**TASK DESCRIPTION**
Give the number of lines in these entries that contain the string "cell", with no further comment.

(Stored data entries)

PR #2107, opened 2026-09-08
Four render-latency fixes: fontconfig sort, synchronized-output freeze, column reflow, APC parsing

Yaraslaut:
Four performance fixes found with the Tracy instrumentation from #2106, each with a before/after on
the same workload. They are independent and reviewable one at a time.

## 1. Fontconfig sorted every installed font, per codepoint, inside the frame

Text in a script the system has no font for rendered at roughly **3 fps**.

`resolveByCoverage()` asks the locator which font covers a run the configured fallback chain could
not render, and `FontconfigLocator::resolve()` answered with `FcFontSort`, which ranks *every*
installed font — 379 on this machine. The coverage cache is keyed on a single codepoint, so an
unsupported block paid that sort **once per codepoint**: 20,992 times for CJK alone, each on the
render thread inside the frame, every one returning nothing.

The fix probes the union of every installed font's charset, built once. Exact rather than heuristic —
a codepoint absent from that union is in no font's charset, so the sort it replaces could not have
found a covering font either — which is why it can sit *in front of* the query rather than beside it.

Identical call counts before and after (22,939 shapes, 21,095 resolutions — the same work, no longer
the same cost):

| | before | after |
| --- | --- | --- |
| frames over budget | 90.9% | 9.3% |
| median frame | 288.9 ms | 12.3 ms |
| `resolveByCoverage` | 7192 ms @ 341 µs | 9.5 ms @ 0.4 µs |

## 2. Synchronized output could freeze the display indefinitely

While a DECSET 2026 block is open nothing asks for a repaint, so an application that opened one and
then stalled, blocked or **died** before closing it froze the display with no recovery path — not a
slow frame, no frames. One capture showed 1008 opens against 825 closes.

Rendering resumes once a block outlives `Settings::synchronizedOutputTimeout` (150 ms). The mode
register is untouched, so DECRQM still reports what the application set.

It is a throughput fix as well as a robustness one, which a mean block length hides — what a cap acts
on is the tail:

| | before | after |
| --- | --- | --- |
| frame rate | 13.6 fps | **29.7 fps** |
| inter-frame gap p99 | 498.8 ms | 170.5 ms |
| gaps over 250 ms | 147 | **0** |

Three details that were each a way to get this wrong, and are worth a reviewer's attention: the
deadline uses `steady_clock`, **not** `_currentTime`, which only advances when a frame is painted and
would be frozen in exactly the state the deadline exists to break; `isRenderingSuppressed()`
*replaced* all three bare reads of the flag rather than sitting beside them (the first version gated
only the `screenUpdated` path, and the new test caught that the screen still did not repaint); and it
keys on the atomic flag rather than the mode register, which the render thread must not read.

## 3. Column changes scaled with `history_limit`, not with content

A column change rebuilt the scrollback ring, and the ring is sized to `HistoryLimits::capacity`
rather than to what the grid holds — so the work was proportional to the **configured** scrollback
whatever the grid contained. Contour negotiates eight or nine column changes at startup, and a window
drag pays one per column step.

```
                                     before      after
startup column work                  34.58 ms    0.02 ms
grow+shrink on 8,000 lines,
  history_limit 1,000                 1,710 µs   1,302 µs
  history_limit 100,000              22,025 µs  13,474 µs
```

A missing reserve, then skipping the reflow rebuild when nothing in the used range is wrapped (and,
for shrink, when nothing would be cut), then walking the used range instead of the whole ring.

Two traps, both of which cost real time: `LineSoA::usedColumns` is a hint, not an authority —
`resizeLineSoA` *clamps* it to the new width, so a line whose content was already cut still reports a
width that fits; using it in the shrink guard truncated content and failed 13 `[grid]` cases.
`Grid::verifyState()` is inside `#ifdef CONTOUR_VERIFY_STATE`, **OFF** in `clang-release` and **ON**
in `clang-asan`, so grid tests in release check behaviour but not the ring's invariants — every
change here was verified under ASan too.

## 4. APC payload was parsed one byte at a time

`parseFragment()` selected the bulk scanner only for `DCS_PassThrough`, and `parseBulkText()` returns
`FallbackToFSM` for every non-Ground state — so each byte of an APC body walked the state machine for
a table lookup, an action dispatch and a `putAPC(char)`. Sixel had a bulk path; the kitty graphics
protocol, which sends its images as APC bodies, did not.

The new scanner stops below 0x20, at 0x7F and at 0x80 and above — a strict subset of the bytes the
table maps to `APC_Put` — so no byte changes meaning, only the route it takes. BEL, ESC and 8-bit ST
still terminate through the state machine, which is the only place that tells an 8-bit ST from a
UTF-8 continuation byte.

On an image-heavy workload carrying 1.4 GB of payload, `parseFragment` self time falls from
**7.55 s to 1.06 s** (46.6% → 6.6% of the run).

## Also here

- **The per-cell Tracy zones move behind `CONTOUR_TRACY_CELL_ZONES`, off by default.** Three of them
  fire once per cell per renderer per frame — 22.3 million in a 16-second capture. Cheap to record
  (~20 ns), ruinous to read back: a one-minute capture reached 345 MB and took the profiler over five
  minutes and 5.8 GB of RSS to open. Gating them gives 16 MB, 2.7 M events, 0.3 GB and an instant
  export. They earned their cost once, by showing per-cell work is not a bottleneck.
- **`readFromPty` is split into `pty.waitOne` and `pty.readSome`.** One zone over both meant its
  26.8 µs mean could be read as "blocked waiting" or "the syscall is expensive", which call for
  opposite fixes. Split: `waitOne` is 0.51 µs at the median, so the poll is nearly free and its
  7.55 s is genuine idle waiting; `readSome` is the real per-byte cost at 1.31 ns/byte. That ruled out
  both a non-blocking-read-first change and a larger read buffer — 35% fewer syscalls at 64 KB cost
  the same total time, because the cost is the tty layer copying bytes.
- **The Tracy stub lint gate is removed.** `CONTOUR_TRACY` defaults to OFF, so every CI and packaging
  job already fails to compile an undefined macro, naming it just as precisely; `TracyStub_test.cpp`
  covers the stub's semantics. It duplicated the build, and recognising Tracy's vocabulary by the
  *shape* of a name had already reported contour's own `FramePass` and `FrameDrawItem` types as
  undefined Tracy macros.
- **`docs/internals/profiling.md`** gains the measurement rules these fixes were found with — self
  time vs per-event and what each answers, the pipeline-latency join and its two traps, paired-run
  discipline, and why our frame count is not the frame rate under synchronized output.

## Testing

`ctest --test-dir out/clang-release` green, and the reflow changes verified under ASan/UBSan
specifically for `verifyState()` coverage. New test: `Terminal.SynchronizedOutputTimesOut`.

Note that `-E e2e` filters by test *name*, not label; `-LE e2e` is the one that excludes the label.


christianparpart:
@Yaraslaut this still needs an actual changelog entry. I think this is worth mentioning to the human reader's audience.

PR #209, opened 2017-04-15
Integrate prettier into toolchain to avoid inconsistent formatting.

evcohen:
👨🏼‍🍳


evcohen:
Woah there- tests are failing!

ljharb:
What does prettier do that `eslint --fix` can't do, except be less configurable?

evcohen:
[This](http://jlongster.com/A-Prettier-Formatter) convinced me of its value. This PR will run prettier over the changed files and then run `eslint --fix` so that we get the benefit of a consistent style format and linting for logic-based rules (like this plugin).

We can update eslint to have fix options for some of these rules but it feels like a good separation of concerns to have a style formatter distinct from a rule-based linter.

ljharb:
1. Since you're running both, I don't think there's a *danger* with using prettier here first.
1. I have a huge problem with using husky; since it installs hooks into .git on *`npm install`*, it has caused unaudited hooks to get installed in the wrong project before (specifically, unaudited hooks in one of my company's private corporate repos, because i ran `npm install $projectContainingHusky` inside `node_modules`. There's an open issue for it). Commit hooks should only *ever* be explicitly, manually installed by a user. Separately, anything not enforced by `npm test` doesn't count, since I can always delete my local git hook after installing. I think this should be opt-in for a precommit hook *only*, and ran as part of `npm test` otherwise.
1. "style" and "linting" aren't separate concerns. Style is just as important as parsing errors and potential bugs, because all of them are related to clarity, robustness, consistency, and avoiding debates on PRs.

The article you linked me to merely convinced me that a developer chose to reinvent a wheel instead of making the defacto standard of code style and linting better for everyone. I would say that anything prettier can do that eslint can't be made to do is a flaw in eslint, and adding build tool complexity isn't a good workaround for an eslint problem.

package.json
```diff
@@ -21,9 +21,9 @@
     "prepublish": "npm run lint && npm run flow && npm run test && npm run build",
     "coveralls": "cat ./reports/lcov.info | coveralls",
     "flow": "if [ ! -e ./.flowconfig ]; then echo \"Could not find .flowconfig\"; else flow; test $? -eq 0 -o $? -eq 2; fi",
-    "lint": "eslint  --config .eslintrc src __tests__",
+    "lint": "eslint  --config .eslintrc src __tests__ __mocks__",
     "lint:fix": "npm run lint -- --fix",
-    "pretest": "npm run lint:fix && npm run flow",
```
jessebeach: Does the `flow` check still get run?

jessebeach:
It solves a consistency problem today. I approve.

jessebeach:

**TASK SOLUTION**
3